=== The data ===

PR #82, opened 2019-12-13
Documentation: Some minor changes to the Doxygen documentation.

AlexandraTrifan:
This makes the documentation for enums and structures more readable.

### DIFF
--- a/include/libm2k/enums.hpp
+++ b/include/libm2k/enums.hpp
@@ -63,8 +63,8 @@ namespace libm2k {
 
 
 	/**
-	* @enum M2K_TRIGGER_CONDITION_ANALOG for the analog side.
-	* @brief Condition of triggering.
+	* @enum M2K_TRIGGER_CONDITION_ANALOG for the analog side
+	* @brief Condition of triggering
 	*
 	*/
 	enum M2K_TRIGGER_CONDITION_ANALOG {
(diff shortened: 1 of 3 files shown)


include/libm2k/enums.hpp
```diff
@@ -111,50 +109,42 @@ namespace libm2k {
...
-		SRC_NONE = 2
+		SRC_TRIGGER_IN = 0, ///< SRC_TRIGGER_IN - trigger events on the TI(trigger in) pin trigger the DigitalIn interface
+		SRC_ANALOG_IN = 1, ///< SRC_ANALOG_IN - trigger events on the AnalogIn interface trigger the DigitalIn interface
+		SRC_NONE = 2 ///< SRC_NONE - trigger events on the DigitalIn are conditioned by the internal digital trigger structure
 	};
 
 
 	/**
 	 * @enum M2K_TRIGGER_OUT_SELECT
-	 *	SELECT_TRIGGER_IN - forwards trigger events from TI pin(trigger in);
```
commodo: curios: why not leave the docs for these values here?
would they be useful in the docs?

AlexandraTrifan: Doxygen generates a nicer format if we document this using "///< " instead of just writing them down in the "@brief" or "@enum" part.

commodo: ack
thanks for the info

PR #86, opened 2019-12-18
Communication(2): SPI

teoperisanu:
Add SPI tools: bitbanging and CLI.


commodo:
Would be nice to have some commit descriptions

teoperisanu:
> Would be nice to have some commit descriptions

Added commit descriptions.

===

• _Work order_
Which lines of the records above hold the word "side"? Copy each one out.

• _Response below_
-	* @enum M2K_TRIGGER_CONDITION_ANALOG for the analog side.
+	* @enum M2K_TRIGGER_CONDITION_ANALOG for the analog side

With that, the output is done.